Jul 03, 2005 22:25
Im going to rant here, so don't read it if you don't want to.
I dunno if it's fair to give someone I'm interested in a chance, when I'm still kinda down from the last one. I don't really know if that's fair. Thats my problem. I might just be scared to get involved again I don't really know. I might just like the feeling of someone liking me, but I don't think that's it, because I mean I had a few other people like me... but I wasn't interested in them, and I'm definately interested in this person. I feel like a jerk, because I told this person that I didn't really know if I liked him or not... well I mean obviously I do like him because if I didn't then I would have said that I didnt like him n just wanted to be friends..but I didn't say that. UGH as one of my friends told me.. I should get over it and give him a shot because I DO like him and it will make me happier n whatnot.
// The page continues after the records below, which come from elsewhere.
PR #428, opened 2021-11-11
Visual-diff: work on flakiness

margaree:


pages/assets/demo-resizable-preview.js
```diff
@@ -246,6 +247,9 @@ class ComponentCatalogDemoResizablePreview extends FocusVisiblePolyfillMixin(Lit
 			:host([attached][resizable]) playground-preview {
 				border-radius: 10px 0 0 0;
 			}
+			:host([_hideLoadingIndicator]) ::part(preview-loading-indicator) {
```
margaree, line 250: The loading indicator would periodically show up causing visual diff flake. I used local storage in order to be able to hide it in the tests. Open to other ideas here. This seems stable so far

pages/assets/demo-resizable-preview.js
```diff
@@ -472,8 +477,10 @@ class ComponentCatalogDemoResizablePreview extends FocusVisiblePolyfillMixin(Lit
 		}
 	}
 	_handleIFrameMessage(event) {
+		if (!(event.origin.includes('localhost') || event.origin.includes('playground-'))) return;
+
 		const { height, id } = event.data;
-		if (id === this._id && (event.origin.includes('localhost') || event.origin.includes('playground-'))) {
```
margaree, line 476: This got changed when trying a different strategy - can also change back

pages/assets/demo-resizable-preview.js
GeorgePlukov: Maybe we turn off the loading indicator as part of reduced motion, not sure if that is disabled by default in the visual diff tests but we should disable it

margaree: Ah that's a good idea. Yeah I'm not sure if it does - sounds familiar, I'll look into it

margaree: Checked the visual-diff code and looks like it does set `prefers-reduced-motion` (https://github.com/BrightspaceUI/visual-diff/blob/main/helpers/createPage.js#L4) so in theory this should work

GeorgePlukov (approved):

PR #440, opened 2021-11-15
Analytics: don't send google analytics from CI sites or PR visual diff tests

margaree:
It's a bit trickier to prevent the Google Analytics calls from the site deploy visual diffs since we do want to use that built site as the prod site as well as to run the visual-diff tests on.

We could technically do a rebuild after running the visual-diffs on the deploy action, though there would be some risk that something changed between the first build, the visual-diffs, then the second build.

We could also see if there is some way to ignore the visual-diff "user".

Any other ideas?


GeorgePlukov:
I haven't used the GA portal for a while but is it possible within the reporting tool to look at only one subnet on the site? Like just searching for `www.daylight.com`. Honestly though only deploying the GA code when its a prod site seems fine.

GeorgePlukov (approved):

PR #455, opened 2021-11-16
Visual-diff: Add more tests for interactive functionality in demo-tables

margaree:
This PR is mostly to add visual-diffs for testing the edit/interactive states of the attributes table. I noticed a bug (https://github.com/BrightspaceUI/documentation/pull/455#discussion_r750630528) with `interactive` state so there was some work to fix that that including some moving code around.


pages/assets/demo-tables.js
```diff
@@ -118,60 +120,7 @@ export class ComponentCatalogDemoTables extends LitElement {
 	render() {
 		if (!this._componentInfo) return;
 
-		const attributeRows = this._componentInfo.attributes ? this._componentInfo.attributes.map((info) => {
```
margaree, line 121: This was moved out to `_getAttributeRow` for readability within `render` and moved mostly as is (I'll comment on any changes)

pages/assets/demo-tables.js
```diff
@@ -193,29 +142,6 @@ export class ComponentCatalogDemoTables extends LitElement {
 			`;
 		}) : null;
 
-		let demoHeaderButton = html`<div style="width: 2.1rem; height: 1rem;"></div>`; // placeholder for when no button is available
```
margaree, line 196: This was moved out to `_getAttributeHeadings` for readability and mostly moved as is

pages/assets/demo-tables.js
```diff
@@ -225,8 +151,7 @@ export class ComponentCatalogDemoTables extends LitElement {
 								<th>Property</th>
 								<th>Type</th>
 								<th>Description</th>
-								${ !this._editMode ? defaultValueHeader : demoValueHeading }
-								<th @mouseover=${this._handleMouseOver} @mouseout=${this._handleMouseOut}> ${demoHeaderButton}</th>
+								${this.interactive ? this._getAttributeHeadings() : html`<th><div class='d2l-default-value-container'>Default Value</div></th>`}
```
margaree, line 154: So I noticed when `interactive` was false, the edit option would show up on hover but when clicked the column would just disappear. I changed that to remove the edit button option on hover - hopefully that would be what's expected?

pages/assets/demo-tables.js
```diff
@@ -272,6 +197,118 @@ export class ComponentCatalogDemoTables extends LitElement {
...
+		let hasEditedAttributes = false;
+		for (const attribute in this._edited) {
+			if (this._edited[attribute]) {
+				hasEditedAttributes = true;
+				break;
+			}
+		}
+
+		let demoHeaderButton = html`<div style="width: 2.1rem; height: 1rem;"></div>`; // placeholder for when no button is available
+		if (this._editMode) {
```
margaree, line 210: These all function the same, I just switched up the cases to be a bit more intuitive (to me - understood if the previous way is overall more intuitive to the architecture and can definitely change back). I also added `text` to the icon buttons. Otherwise `_getAttributeHeadings` functions as previously.

pages/assets/demo-tables.js
```diff
@@ -272,6 +197,118 @@ export class ComponentCatalogDemoTables extends LitElement {
...
+
+	_getAttributeRow(info) {
+		const infoDefault = info.default ? info.default.replace(/\\"/g, '') : null;
+		let demoType = info.type;
+		let initialValue = infoDefault;
+
+		const defaultShown = infoDefault ? infoDefault.replace(/'/g, '') : html`<div aria-hidden="true">--</div>`;
+		const description = info.description ? unsafeHTML(this._parseMarkdown(info.description)) : '';
+
+		if (!this.interactive) {
```
margaree, line 260: The only change in here is to add an early exist case for when `interactive` is false which removes the edit state option.

test/visual-diff/demo-tables.visual-diff.html
```diff
@@ -4,7 +4,8 @@
 		<script type="module">
 			import '@brightspace-ui/core/components/typography/typography.js';
 			import '../../pages/assets/demo-tables.js';
-			const validInfo = {
```
margaree, line 7: These are mostly renames and removal of `properties` to simplify since we don't use `properties`

test/visual-diff/demo-tables.visual-diff.js
```diff
@@ -23,39 +23,58 @@ describe('d2l-component-catalog-demo-tables', () => {
...
+	[
+		'no-tag',
+		'invalid-tag',
+		'valid-tag',
+		'interactive',
+		'interactive-edit',
+		'no-slots',
+		'hide-slots',
+		'hide-events'
+	].forEach((testName) => {
```
margaree, line 35: The existing visual-diffs were just moved into this `forEach` with the addition of `interactive-edit`

test/visual-diff/demo-tables.visual-diff.js
```diff
@@ -23,39 +23,58 @@ describe('d2l-component-catalog-demo-tables', () => {
...
+		});
 		const rect = await visualDiff.getRect(page, '#interactive');
 		await visualDiff.screenshotAndCompare(page, this.test.fullTitle(), { captureBeyondViewport: false, clip: rect });
 	});
 
-	it('No slot items', async function() {
-		const rect = await visualDiff.getRect(page, '#no-slots');
-		await visualDiff.screenshotAndCompare(page, this.test.fullTitle(), { captureBeyondViewport: false, clip: rect });
-	});
+	describe('interactive edit', () => {
```
margaree, line 50: Added tests to capture states of interactive table

pages/assets/demo-tables.js
GeorgePlukov: Definitely a bug, thanks for adding this!

GeorgePlukov (approved):

PR #462, opened 2021-11-18
Minor bug fixes

GeorgePlukov:
1. prevents the `px` from overflowing its container on large screen sizes
2. Allow using escape to blur focus from the resizable slider
3. Prevent the demo from sending height event on subsequent loads (changing attributes was causing it to resize and look kinda bad)


pages/assets/demo-resizable-preview.js
```diff
@@ -306,7 +307,7 @@ class DaylightDemoResizablePreview extends FocusVisiblePolyfillMixin(LitElement)
 					demoEl.classList.remove('hide');
 
 					if (${this._firstLoad}) demoEl.setAttribute('data-first-load', 'data-first-load');
-					${this.autoSize ? `
+					${this.autoSize && this._firstLoad ? `
```
GeorgePlukov, line 310: Not sure if some demos were relying on this, I noticed when clicking attributes quickly there would be a small graphical shift, depending on the demo seems like it could be more. We could technically add this as a parameter if only certain demos need it

margaree: Yeah I think this is likely fine to change. The amount the content could move around could get irritating. The only demo I can think of that would be semi-affected would be text area if rows are added, but you can still scroll to see the whole demo.

pages/about/whats-new.md
```diff
@@ -19,6 +19,9 @@ This page will stay up-to-date with changes to components (e.g., new component p
 ## daylight.d2l.dev
 
 ### 2021-11-15
+- Bug fixes:
```
margaree, line 22: This should be under a different date

margaree (commented):
I was just curious more as to the "why" behind the escape blur change - it seems that the slider still does have focus, since if I tab again it goes to the next tab stop, it's just that the celestine color is removed and the px number eventually disappears. Are there any accessibility concerns around removing focus appearance on a focused element?

pages/about/whats-new.md
GeorgePlukov: Oh I thought this was for the week of the 15th. Are we going to add daily entries?

margaree: Ohh I had thought they were daily. Weekly is likely enough granularity. Maybe we should just indicate that somewhere? Like `Week of 2021-11-15` instead?

GeorgePlukov:
@geurts filed a defect for it [US130956](https://rally1.rallydev.com/#/15545167705d/workviews/collection?Name=&Owner=%2Fuser%2F10152819759&PortfolioItem=%2Fportfolioitem%2Ffeature%2F417115917556&Project=%2Fproject%2F15545167705&collectionView=1bda5c7f-5867-4e6c-bde6-6ca8924b8801&detail=%2Fuserstory%2F607023100131&fdp=true&itemRef=%2Fportfolioitem%2Ffeature%2F417115917556&iteration=u&parentRef=%2Fportfolioitem%2Ffeature%2F417115917556&previousTokens=%2F15545167705d%2Fsearch%3Fdetail%3D%252Fportfolioitem%252Ffeature%252F6a639767-4cd2-4ebe-8096-25f9a3d45083%26keywords%3Dcomponent%2520catalog&project=%2Fproject%2F15545167705&rankTo=BOTTOM&ref=%2Fportfolioitem%2Ffeature%2F417115917556&relationship=userstories) it seemed to make sense to remove the pixel/blue styling but you are right the focus doesn't necessarily jump somewhere meaningful

pages/about/whats-new.md
GeorgePlukov: Yeah makes sense 👍

GeorgePlukov: @margaree Lets stick with the single day format, it'll be annoying for now since we'll have to add a new title pretty much every PR, but if at some point we add versioning for the site we can just collect things under the unreleased section

GeorgePlukov:
@margaree discussed it with Jeff and he agreed to not include the escape functionality. I also took a look at the slider in the primary-secnodary template and it does not support it. Nice call

margaree (approved):
Sounds good! Just need to remove that from the "what's new" page then and then this LGTM.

Because he is a nice guy, and I wanna get to know him more... But on the other hand it won't be fair to him, like it's not fair to him now. He doesn't deserve this he's a nice guy... and I'm just so confused now and I really don't mean to be a jerk.. n I dunno if he knows that... Oh man.. why must I always think things through?? Most people just go right along with things n make mistakes and learn from them.. I just don't wanner make a mistake.. I dunnoooooooo. :/
Yea sorry I'm ranting... I just needed to write it down.